Exercise in both human and animal models has identified potential makers for exercise neuroprotection: Brain-derived neurotrophic factor (BDNF), irisin cathepsin B (CatB), vascular endothelial growth factor (VEFG), ketone bodies, and lactate have been documented to increase following exercise and are associated with increased neurogenesis, decreased neuroinflammation and improved cognition.

Figure 6.

A. The Problem: As humans have evolved, walking has become far more efficient, with a far lower calorie expenditure. B. In 1970 Monty Python’s Ministry of Silly walks comedic skit presented a putative solution to counter the increased efficiency of walking. At right is the actor and comedian John Cleese as Mr. Teabag demonstrating his iconic Silly Walk.

Figure 7.

A. Oxygen uptake (V̇O₂; ml · kg⁻¹ · min⁻¹) during participants’ usual walking (normal gait) and inefficient walking (Silly Walking, Mr.
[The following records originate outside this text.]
PR #3267, opened 2024-06-21
Compatibility Issue with Chinese Text in Document Parsing

JIAQIA:
FYI: https://github.com/Unstructured-IO/unstructured/pull/3096

Thanks for your review.


JIAQIA:
Sorry for the delayed response. I've recently had some changes at work and have just formed a team dedicated to LLM-related development. This has caused some delays, and I couldn't address the previous issues in time.

I just finished testing on my Mac, and the test results are consistent with the main branch (possibly due to some OCR packages or other issues, even the main branch can't fully pass the tests on my Mac).

So, please review it again.

JIAQIA:
@MthwRobinson  FYI

MthwRobinson:
@JIAQIA - could you resolve the merge conflicts on the HTML docs? Once those are resolved we can get the tests running in CI.

JIAQIA:
@MthwRobinson Mth OK, merge main into this branch now.

MthwRobinson:
CI is running on #3339

examples/pgvector/pgvector.ipynb
```diff
@@ -34,7 +34,6 @@
    "execution_count": 1,
    "id": "8a538b14",
    "metadata": {},
-   "outputs": [],
```
MthwRobinson, line 37: Could you revert these example files to main if there aren't any changes? Looks like the notebooks were just restarted with no output.

unstructured/partition/text.py
```diff
@@ -257,6 +257,7 @@ def element_from_text(
     text: str,
     coordinates: Optional[tuple[tuple[float, float], ...]] = None,
     coordinate_system: Optional[CoordinateSystem] = None,
+    languages: Optional[list[str]] = None,
```
MthwRobinson, line 260: This kwarg was in some partitioning functions but not all of them before, correct? @scanny would you rather go with `**kwargs` here?

MthwRobinson:
Looks good overall, left a couple of inline comments and otherwise just waiting on CI.

unstructured/partition/text.py
scanny: I think this is fine for the time being. This argument is omissible, like `coordinates` and `coordinate_system` are, so if the caller doesn't have it they can just leave it out of the call.

But I think all the partitioners have this parameter explicitly defined because it's used in the `apply_lang_metadata()` call which I believe is global to all partitioners.

JIAQIA:
OK，I run make check and make tidy.

```bash
(unstructured) ➜  unstructured git:(feature/zh_adaptation) make tidy
ruff . --fix-only || true
warning: `ruff <path>` is deprecated. Use `ruff check <path>` instead.
autoflake --in-place .
black --line-length=100 .
All done! ✨ 🍰 ✨
640 files left unchanged.
(unstructured) ➜  unstructured git:(feature/zh_adaptation) make check
ruff check .
All checks passed!
black . --check --line-length=100
All done! ✨ 🍰 ✨
640 files would be left unchanged.
flake8 .
scripts/version-sync.sh -c \
                -f "unstructured/__version__.py" semver
From github.com:JIAQIA/unstructured
 * branch              main       -> FETCH_HEAD
Checking sed version...
Detected sed version: 4.9
version sync would make no changes to unstructured/__version__.py.
flake8 --per-file-ignores "" ./unstructured/ingest
```

Note that I improved the make check script to support lint checks on MacOS. On MacOS, gsed (installed via brew) replaces the default sed. The script includes platform checks to use gsed on MacOS and sed on Linux. Additionally, awk is used for version extraction. Preliminary tests indicate the script works correctly on both Linux and MacOS.

JIAQIA:
@MthwRobinson  May I ask if there are any other issues that I need to address? I noticed some errors in the CI/CD process, such as the chipper model not being found. However, I'm not familiar with that part of the code. If there are any errors in the CI/CD process that I need to resolve, we can discuss them here. Additionally, if there are other requirements that are not yet met for merging, please bring them up. This feature is very important to our team. Thank you.

examples/pgvector/pgvector.ipynb
Coniferish: @JIAQIA, it looks like there are still some merge conflicts that need to be resolved and the changes to the notebooks need to be reverted if there aren't any changes to them.

JIAQIA: @Coniferish Con, Could you please check again? I made some merges, but it seems that due to some features of PyCharm, the .ipynb files have minor changes even if I didn't intentionally modify them. I’ve tried to handle these changes as best as I could. If there are still any merge conflicts, I'll try to resolve them.

Thank you!

Coniferish:
@JIAQIA, You'll need to update the CHANGELOG and `__version__` in `unsructured/` for the tests. You will bump the `-devX` version up one in both files (ex. `-dev1` >> `-dev2`) and add a description of the changes in the CHANGELOG.

JIAQIA:
@Coniferish  OK, I have bump to dev10, and add a ChangeLog description

Coniferish:
> @Coniferish OK, I have bump to dev10, and add a ChangeLog description

@JIAQIA, it looks like you need to merge with main and bump this again since `main` is on [0.15.3](https://github.com/Unstructured-IO/unstructured/blob/main/CHANGELOG.md). In this circumstance, you would bump it to `0.15.4-dev0`. Note that you have to make this change in both the `CHANGELOG.md` file and `__version__.py` [file](https://github.com/Unstructured-IO/unstructured/blob/main/unstructured/__version__.py)

JIAQIA:
@Coniferish   I've updated the main branch to version 0.15.4 and bumped it to 0.15.5-dev0. However, I encountered an error in the CI/CD pipeline related to test_chipper. It seems like the test is trying to find a model, but I'm not sure how to fix it. Any ideas?

JIAQIA:
> > @Coniferish I've updated the main branch to version 0.15.4 and bumped it to 0.15.5-dev0. However, I encountered an error in the CI/CD pipeline related to test_chipper. It seems like the test is trying to find a model, but I'm not sure how to fix it. Any ideas?
> 
> Hey @JIAQIA, it seems we don't have a good process in place to resolve this for contributors, so I will create a duplicate PR with your changes as a branch from our repo so it has the appropriate keys.

@Coniferish Con .Thank you very much. Also, it seems that I couldn't find a guide for contributing code. During my recent code contribution, I encountered many issues that could have been clarified by documentation, such as upgrading the version number, or the previous problem about the use of `make tidy` to format the code, and so on.

I'm not entirely sure if such a guide exists and I just missed it, but if possible, we could maintain a "Contribution Guide" document to help everyone improve their code contribution efficiency.

unstructured/partition/text_type.py
```diff
@@ -57,6 +59,10 @@ def is_possible_narrative_text(
         If True, conducts checks that are specific to the chosen language. Turn on for more
         accurate partitioning and off for faster processing.
     """
+    if languages is None or languages == [""]:
+        languages = ["auto"]
+    if isinstance(languages, list) and "auto" in languages and text:
+        languages = detect_languages(text) or []
```
Coniferish, line 65: @JIAQIA, this section needs to change. `detect_languages` should only be called when `detect_language_per_element=True` and with this change it is being called for almost every element.

`apply_lang_metadata` is the entry point all partitioners use for language detection and it determines if language detection is done at all. How we handle language detection admittedly needs to be refactored, but detecting the language of every element would slow down the processing of all documents, which we can't do.

If we just need to modify the condition for calling `exceeds_cap_ratio` to take into account languages that don't contain capitalization, we can modify this to just check the `language` parameter and you can set that when partitioning documents in other languages. Would work for you?

JIAQIA: @Coniferish Con The issue of detect_languages being called repeatedly is indeed a problem, and I’ve also noticed that it’s called again during apply_lang_metadata. However, as you mentioned, language detection is an area that needs deep refactoring. Given the current situation, undertaking such a deep refactor might be beyond what I can handle within a reasonable timeframe. Therefore, I chose the following solution, which is based on the following considerations:

1. If the user explicitly specifies the language as "eng", the repeated call to detect_language will be skipped. detect_language is only triggered when the user sets the language to auto or "" (an empty string). It’s worth noting that using "" to represent a specific meaning is hard to understand and process, and this should also be refactored.

2. To ensure that existing users are not affected, detect_language will not be called repeatedly if set language to "eng". If we want to enable this capability, I will specify language="auto" when using Unstructured. It’s important to note that if language="auto" is specified, then repeated calls to detect_language will indeed occur.

3. As I mentioned when I first proposed this solution, it will result in repeated calls to detect_languages. I believe the way to address this issue is to pass through detect_language_per_element during the partition process. Additionally, we need to consider the different behaviors when language="auto" and detect_language_per_element=False are configured, which should be illustrated using a Cartesian product to explain the program’s behavior under different combinations. If language detection has already been completed for an element in the first half of the partition process, this information should be stored in the element’s metadata. Furthermore, we need to optimize the behavior of apply_lang_metadata so that if the element’s metadata contains language information, the detection is skipped.

However, I am currently very limited on time, so I am unable to complete step 3. Step 3 would require extensive testing and coverage, and I believe that the extent of these changes would significantly increase the difficulty of merging.

Therefore, with my changes, the capabilities will only be activated when the user specifies that the document language is a non-English language like Chinese or "auto". If the user specifies "eng" or does not specify a language, my changes will not take effect.

Additionally, I hope the Unstructured team understands that metadata at the Element level is extremely important to us. If this metadata is incorrect, it is almost unusable in most scenarios. Therefore, we hope that this initial small step can be merged first, allowing non-English-speaking countries to use it before we discuss deep optimization.

To reiterate, this change ensures that when the user sets the language to "eng", the number of detect_language calls remains the same. But the number of detect_language calls will only change when the language belongs to the "languages without capitalization" list or **is set to "auto" (but sadlly, default value is auto)**, where there may be repeated calls (depending on the detect_language_per_element setting).

P.S. Regarding your suggestion to modify the conditions in the exceeds_cap_ratio function to account for languages that do not use capitalization, wouldn’t this also require calling detect_language? My opinion is that the root of this issue lies in the fact that the language parameter is not correctly passed during the partition process, and that the func call timing and logic of storing the results of detect_language are not ideal. So, based on my current understanding, modifying exceeds_cap_ratio might also introduce potential issues down the line.

Coniferish: Hi @JIAQIA, I'm not proposing you to refactor the language behavior. That is something we would take care of ourselves, so please don't worry about that.

To your other points:
> 1. If the user explicitly specifies the language as "eng", the repeated call to detect_language will be skipped. detect_language is only triggered when the user sets the language to auto or "" (an empty string). It’s worth noting that using "" to represent a specific meaning is hard to understand and process, and this should also be refactored.

I agree that using an empty string is bad practice and something that needs to be changed. To clarify, though, it is being used to skip language detection by partitioners that depend on other partitioners (see [this comment](https://github.com/Unstructured-IO/unstructured/blob/1f8030dd0ee76389c619603197fc5f7f4e546d09/unstructured/partition/lang.py#L383))

> 2. To ensure that existing users are not affected, detect_language will not be called repeatedly if set language to "eng". If we want to enable this capability, I will specify language="auto" when using Unstructured. It’s important to note that if language="auto" is specified, then repeated calls to detect_language will indeed occur.

The default parameter for `languages` for all the document specific partitioners is `["auto"]`. Your changes would require users' behavior to change by having them passing `languages=["eng"]` if they do not want to detect the language per element.

When `language="auto"`, partitioning should not automatically detect language per element. That is the main point I am raising. There is a separate parameter, `detect_language_per_element` for controlling if language is detected per element and it should be the only parameter that has that responsibility. The `languages` parameter is provided for users to declare what language the document is in, mostly for the purposes of OCR and metadata, but it could also be used to detect the language before the element type is determined. I thought that the main issue you were trying to fix with this PR was the element type that was used for languages that do not use capitalization (reducing the number of `Title` and `UncategorizedText` elements that were detected and correctly categorizing them as `NarrativeText`). Please let me know if I'm mistaken about that.

I'm proposing that we keep your changes that make `languages` and `detect_language_per_element` accessible through the partition process. We could then use those parameters to more accurately determine if `exceeds_cap_ratio` needs to be called (which seemed to be the main change in determining the element type in this PR). Instead of relying on the default `languages=['auto']`, I'm saying that users partitioning non-English language documents could define the languages param (ex. `languages=['zho']`) and that could be used in `is_possible_narrative_text`. Or, users could leave the `languages` parameter alone and set `detect_language_per_element=True` and that could trigger `detect_languages` from within `is_possible_narrative_text`. 

> 3. As I mentioned when I first proposed this solution, it will result in repeated calls to detect_languages. I believe the way to address this issue is to pass through detect_language_per_element during the partition process. Additionally, we need to consider the different behaviors when language="auto" and detect_language_per_element=False are configured, which should be illustrated using a Cartesian product to explain the program’s behavior under different combinations. If language detection has already been completed for an element in the first half of the partition process, this information should be stored in the element’s metadata. Furthermore, we need to optimize the behavior of apply_lang_metadata so that if the element’s metadata contains language information, the detection is skipped.

Here is a table describing the current behavior:
| `detect_language_per_element` | `languages` | behavior |
|---|---|---|
| `True` | ["auto"] (default) |  Language is detected per element |
| `False` (default) | ["auto"] (default) |  Language is detected based on the text of the whole document |
| `True` | ["zho"] |  Language is detected per element (ignore `languages`) |
| `False` (default) | ["zho"] |  Language is not detected and "zho" is used |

Teabag style) in 13 men and women (data from Gaesser et al. 242). For comparison, V̇O₂ during walking at 2.0 mph, 3.0 mph, and 4.0 mph in healthy adults (n = 40) is depicted by blue symbols (Data from Sawyer et al. 243) B. Association between energy expenditure (kcal/min; 1 kcal=4.18 kJ) and body mass (kg) for participants’ usual walking (dashed line) and the Mr. Teabag Silly Walking (solid line). Pearson correlations (r): participants’ usual walking (r=0.90); Mr. Teabag walk (r=0.81) (data from Gaesser et al. 242).